WHAT YOU ARE ASKED TO DO: Your task is to retype every entry exactly, omitting nothing.

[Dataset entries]
PR #3044, opened 2023-05-25
test(general): Delete snapshot when restore fails

chaitalisg:
During the set up of the robustness suite, a random snapshot is restored to local data directory. If the restore errors out, the test goes on. This PR adds the logic to delete the snapshot when `no space left on device` error is encountered on restore.


tests/robustness/robustness_test/main_test.go
```diff
@@ -48,7 +48,14 @@ func TestMain(m *testing.M) {
 	eng = th.engine
 
 	// Restore a random snapshot into the data directory
-	if _, err := eng.ExecAction(ctx, engine.RestoreIntoDataDirectoryActionKey, nil); err != nil && !errors.Is(err, robustness.ErrNoOp) {
+	if opts, err := eng.ExecAction(ctx, engine.RestoreIntoDataDirectoryActionKey, nil); err != nil && !errors.Is(err, robustness.ErrNoOp) {
+		if eng.ErrIsNotEnoughSpace(err) {
+			// Delete the snapshot
+			snapID := opts["snapshot-ID"]
+			log.Println("snap ID: ", snapID)
```
Shrekster, line 55:
```suggestion
			log.Println("deleting snap ID: ", snapID)
```

tests/robustness/engine/action.go
```diff
@@ -313,7 +317,8 @@ func pickActionWeighted(actionControlOpts map[string]string, actionList map[Acti
 	return keepKey
 }
 
-func errIsNotEnoughSpace(err error) bool {
+// ErrIsNotEnoughSpace checks if the given error is about no space left.
+func (e *Engine) ErrIsNotEnoughSpace(err error) bool {
```
julio-lopez, line 321: Why does this need to have a receiver that is, be a _member function_ of `e Engine`? The receiver `e` is not used in the function implementation.

It seems that all that is needed for for the function to be _exported_ so it is accessible from the `robustness` package. If that is the case, then simply name the function `ErrIsNotEnoughSpace` without adding a receiver

tests/robustness/robustness_test/main_test.go
```diff
@@ -48,7 +48,14 @@ func TestMain(m *testing.M) {
 	eng = th.engine
 
 	// Restore a random snapshot into the data directory
-	if _, err := eng.ExecAction(ctx, engine.RestoreIntoDataDirectoryActionKey, nil); err != nil && !errors.Is(err, robustness.ErrNoOp) {
+	if opts, err := eng.ExecAction(ctx, engine.RestoreIntoDataDirectoryActionKey, nil); err != nil && !errors.Is(err, robustness.ErrNoOp) {
+		if eng.ErrIsNotEnoughSpace(err) {
+			// Delete the snapshot
+			snapID := opts["snapshot-ID"]
+			log.Println("deleting snap ID: ", snapID)
+			_ = eng.Checker.DeleteSnapshot(ctx, snapID, opts)
```
julio-lopez, line 56: Is this deleting the snapshot in the repository?

julio-lopez (changes requested):
I may be missing something here, but I do not completely understand the goal of this change.

> If the restore errors out, the test goes on. This PR adds the logic to delete the snapshot when no space left on device error is encountered on restore.

Where is snapshot deleted from? The repository?
If so, why is this desirable and how does it address issues with lack of space in the (local) device that is the target for restoring?

chaitalisg:
> I may be missing something here, but I do not completely understand the goal of this change.
> 
> > If the restore errors out, the test goes on. This PR adds the logic to delete the snapshot when no space left on device error is encountered on restore.
> 
> Where is snapshot deleted from? The repository? If so, why is this desirable and how does it address issues with lack of space in the (local) device that is the target for restoring?

The first thing the robustness test does is to restore a snapshot from object store into local dir. If that restore fails with `no space left` error, it is an indication that the snapshot saved in object store corresponds to data that couldn't possibly be successfully restored in the test. If the test hits such snapshot again and again, the test will just keep throwing `no space left` error and won't move forward. 

I pushed another PR that tries to address the `no space left` issue at a different stage: 
https://github.com/kopia/kopia/pull/3043

I am hoping to make several incremental changes to handle the `no space left` error thrown at different stages in the test. This change is one of them. 

Having said that, I am open to more ideas on how to tackle this error.

tests/robustness/robustness_test/main_test.go
chaitalisg: Good point. The `eng.ExecAction` and `eng.Checker.xx` may be acting upon two different repositories (object store and local). Let me confirm this.

julio-lopez:
> The first thing the robustness test does is to restore a snapshot from object store into local dir. If that restore fails with `no space left` error, it is an indication that the snapshot saved in object store corresponds to data that couldn't possibly be successfully restored in the test. If the test hits such snapshot again and again, the test will just keep throwing `no space left` error and won't move forward.

Observations:
- If the snapshot was created from the same volume, it means that the volume could fit the snapshot at some point in the past. The assumption here is that total volume capacity is the same for both the source volume (the one where the snapshot was taken from) and the target volume (for the restore).  This likely means that what has changed is the available free space on the volume.
- The fact that the target volume does not have enough free space does not seem like a valid reason to delete the snapshot from the repo.

(*) Any idea of what else could be occupying data in the target volume?

What about a combination of the following approaches:
- Delete data from failed restores (which you already did).
- Removing any other extra, ephemeral data from the volume (e.g., log output, or anything resulting from answering the question above (*).
- Checking the free space on the volume, and the size of the chosen snapshot before restoring. If it is not going to fit, then skip it and randomly choose another snapshot to restore. Yes, over time some of the snapshots may become less eligible for restoring.

Also, does this fail for particular type of job setups?
- server vs. direct repos?
- file vs. object store repos?

All of them?

chaitalisg:
> > The first thing the robustness test does is to restore a snapshot from object store into local dir. If that restore fails with `no space left` error, it is an indication that the snapshot saved in object store corresponds to data that couldn't possibly be successfully restored in the test. If the test hits such snapshot again and again, the test will just keep throwing `no space left` error and won't move forward.
> 
> Observations:
> 
> * If the snapshot was created from the same volume, it means that the volume could fit the snapshot at some point in the past. The assumption here is that total volume capacity is the same for both the source volume (the one where the snapshot was taken from) and the target volume (for the restore).  This likely means that what has changed is the available free space on the volume.
> * The fact that the target volume does not have enough free space does not seem like a valid reason to delete the snapshot from the repo.
> 
> (*) Any idea of what else could be occupying data in the target volume?
> 
> What about a combination of the following approaches:
> 
> * Delete data from failed restores (which you already did).
> * Removing any other extra, ephemeral data from the volume (e.g., log output, or anything resulting from answering the question above (*).
> * Checking the free space on the volume, and the size of the chosen snapshot before restoring. If it is not going to fit, then skip it and randomly choose another snapshot to restore. Yes, over time some of the snapshots may become less eligible for restoring.
> 
> Also, does this fail for particular type of job setups?
> 
> * server vs. direct repos?
> * file vs. object store repos?
> 
> All of them?

what else could be occupying data in the target volume: may be cache or `/tmp/. I hav seen the error log messages pointing to `/tmp/` path. I can try deleting both but I am not sure of the outcome of deleting them.

The capacity check is next on my agenda. I was hoping these incremental changes will provide some relief till I can allocate bandwidth to implement the capacity check.

The `no space left` error is not deterministic. Sometimes it comes up during the first restore, sometimes it comes up during one of the tests. Yes, all of the pipelines have been failing intermittently in different stages with this error.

WORKED SOLUTION:
PR #3044, opened 2023-05-25
test(general): Delete snapshot when restore fails

chaitalisg:
During the set up of the robustness suite, a random snapshot is restored to local data directory. If the restore errors out, the test goes on. This PR adds the logic to delete the snapshot when `no space left on device` error is encountered on restore.


tests/robustness/robustness_test/main_test.go
```diff
@@ -48,7 +48,14 @@ func TestMain(m *testing.M) {
 	eng = th.engine
 
 	// Restore a random snapshot into the data directory
-	if _, err := eng.ExecAction(ctx, engine.RestoreIntoDataDirectoryActionKey, nil); err != nil && !errors.Is(err, robustness.ErrNoOp) {
+	if opts, err := eng.ExecAction(ctx, engine.RestoreIntoDataDirectoryActionKey, nil); err != nil && !errors.Is(err, robustness.ErrNoOp) {
+		if eng.ErrIsNotEnoughSpace(err) {
+			// Delete the snapshot
+			snapID := opts["snapshot-ID"]
+			log.Println("snap ID: ", snapID)
```
Shrekster, line 55:
```suggestion
			log.Println("deleting snap ID: ", snapID)
```

tests/robustness/engine/action.go
```diff
@@ -313,7 +317,8 @@ func pickActionWeighted(actionControlOpts map[string]string, actionList map[Acti
 	return keepKey
 }
 
-func errIsNotEnoughSpace(err error) bool {
+// ErrIsNotEnoughSpace checks if the given error is about no space left.
+func (e *Engine) ErrIsNotEnoughSpace(err error) bool {
```
julio-lopez, line 321: Why does this need to have a receiver that is, be a _member function_ of `e Engine`? The receiver `e` is not used in the function implementation.

It seems that all that is needed for for the function to be _exported_ so it is accessible from the `robustness` package. If that is the case, then simply name the function `ErrIsNotEnoughSpace` without adding a receiver

tests/robustness/robustness_test/main_test.go
```diff
@@ -48,7 +48,14 @@ func TestMain(m *testing.M) {
 	eng = th.engine
 
 	// Restore a random snapshot into the data directory
-	if _, err := eng.ExecAction(ctx, engine.RestoreIntoDataDirectoryActionKey, nil); err != nil && !errors.Is(err, robustness.ErrNoOp) {
+	if opts, err := eng.ExecAction(ctx, engine.RestoreIntoDataDirectoryActionKey, nil); err != nil && !errors.Is(err, robustness.ErrNoOp) {
+		if eng.ErrIsNotEnoughSpace(err) {
+			// Delete the snapshot
+			snapID := opts["snapshot-ID"]
+			log.Println("deleting snap ID: ", snapID)
+			_ = eng.Checker.DeleteSnapshot(ctx, snapID, opts)
```
julio-lopez, line 56: Is this deleting the snapshot in the repository?

julio-lopez (changes requested):
I may be missing something here, but I do not completely understand the goal of this change.

> If the restore errors out, the test goes on. This PR adds the logic to delete the snapshot when no space left on device error is encountered on restore.

Where is snapshot deleted from? The repository?
If so, why is this desirable and how does it address issues with lack of space in the (local) device that is the target for restoring?

chaitalisg:
> I may be missing something here, but I do not completely understand the goal of this change.
> 
> > If the restore errors out, the test goes on. This PR adds the logic to delete the snapshot when no space left on device error is encountered on restore.
> 
> Where is snapshot deleted from? The repository? If so, why is this desirable and how does it address issues with lack of space in the (local) device that is the target for restoring?

The first thing the robustness test does is to restore a snapshot from object store into local dir. If that restore fails with `no space left` error, it is an indication that the snapshot saved in object store corresponds to data that couldn't possibly be successfully restored in the test. If the test hits such snapshot again and again, the test will just keep throwing `no space left` error and won't move forward. 

I pushed another PR that tries to address the `no space left` issue at a different stage: 
https://github.com/kopia/kopia/pull/3043

I am hoping to make several incremental changes to handle the `no space left` error thrown at different stages in the test. This change is one of them. 

Having said that, I am open to more ideas on how to tackle this error.

tests/robustness/robustness_test/main_test.go
chaitalisg: Good point. The `eng.ExecAction` and `eng.Checker.xx` may be acting upon two different repositories (object store and local). Let me confirm this.

julio-lopez:
> The first thing the robustness test does is to restore a snapshot from object store into local dir. If that restore fails with `no space left` error, it is an indication that the snapshot saved in object store corresponds to data that couldn't possibly be successfully restored in the test. If the test hits such snapshot again and again, the test will just keep throwing `no space left` error and won't move forward.

Observations:
- If the snapshot was created from the same volume, it means that the volume could fit the snapshot at some point in the past. The assumption here is that total volume capacity is the same for both the source volume (the one where the snapshot was taken from) and the target volume (for the restore).  This likely means that what has changed is the available free space on the volume.
- The fact that the target volume does not have enough free space does not seem like a valid reason to delete the snapshot from the repo.

(*) Any idea of what else could be occupying data in the target volume?

What about a combination of the following approaches:
- Delete data from failed restores (which you already did).
- Removing any other extra, ephemeral data from the volume (e.g., log output, or anything resulting from answering the question above (*).
- Checking the free space on the volume, and the size of the chosen snapshot before restoring. If it is not going to fit, then skip it and randomly choose another snapshot to restore. Yes, over time some of the snapshots may become less eligible for restoring.

Also, does this fail for particular type of job setups?
- server vs. direct repos?
- file vs. object store repos?

All of them?

chaitalisg:
> > The first thing the robustness test does is to restore a snapshot from object store into local dir. If that restore fails with `no space left` error, it is an indication that the snapshot saved in object store corresponds to data that couldn't possibly be successfully restored in the test. If the test hits such snapshot again and again, the test will just keep throwing `no space left` error and won't move forward.
> 
> Observations:
> 
> * If the snapshot was created from the same volume, it means that the volume could fit the snapshot at some point in the past. The assumption here is that total volume capacity is the same for both the source volume (the one where the snapshot was taken from) and the target volume (for the restore).  This likely means that what has changed is the available free space on the volume.
> * The fact that the target volume does not have enough free space does not seem like a valid reason to delete the snapshot from the repo.
> 
> (*) Any idea of what else could be occupying data in the target volume?
> 
> What about a combination of the following approaches:
> 
> * Delete data from failed restores (which you already did).
> * Removing any other extra, ephemeral data from the volume (e.g., log output, or anything resulting from answering the question above (*).
> * Checking the free space on the volume, and the size of the chosen snapshot before restoring. If it is not going to fit, then skip it and randomly choose another snapshot to restore. Yes, over time some of the snapshots may become less eligible for restoring.
> 
> Also, does this fail for particular type of job setups?
> 
> * server vs. direct repos?
> * file vs. object store repos?
> 
> All of them?

what else could be occupying data in the target volume: may be cache or `/tmp/. I hav seen the error log messages pointing to `/tmp/` path. I can try deleting both but I am not sure of the outcome of deleting them.

The capacity check is next on my agenda. I was hoping these incremental changes will provide some relief till I can allocate bandwidth to implement the capacity check.

The `no space left` error is not deterministic. Sometimes it comes up during the first restore, sometimes it comes up during one of the tests. Yes, all of the pipelines have been failing intermittently in different stages with this error.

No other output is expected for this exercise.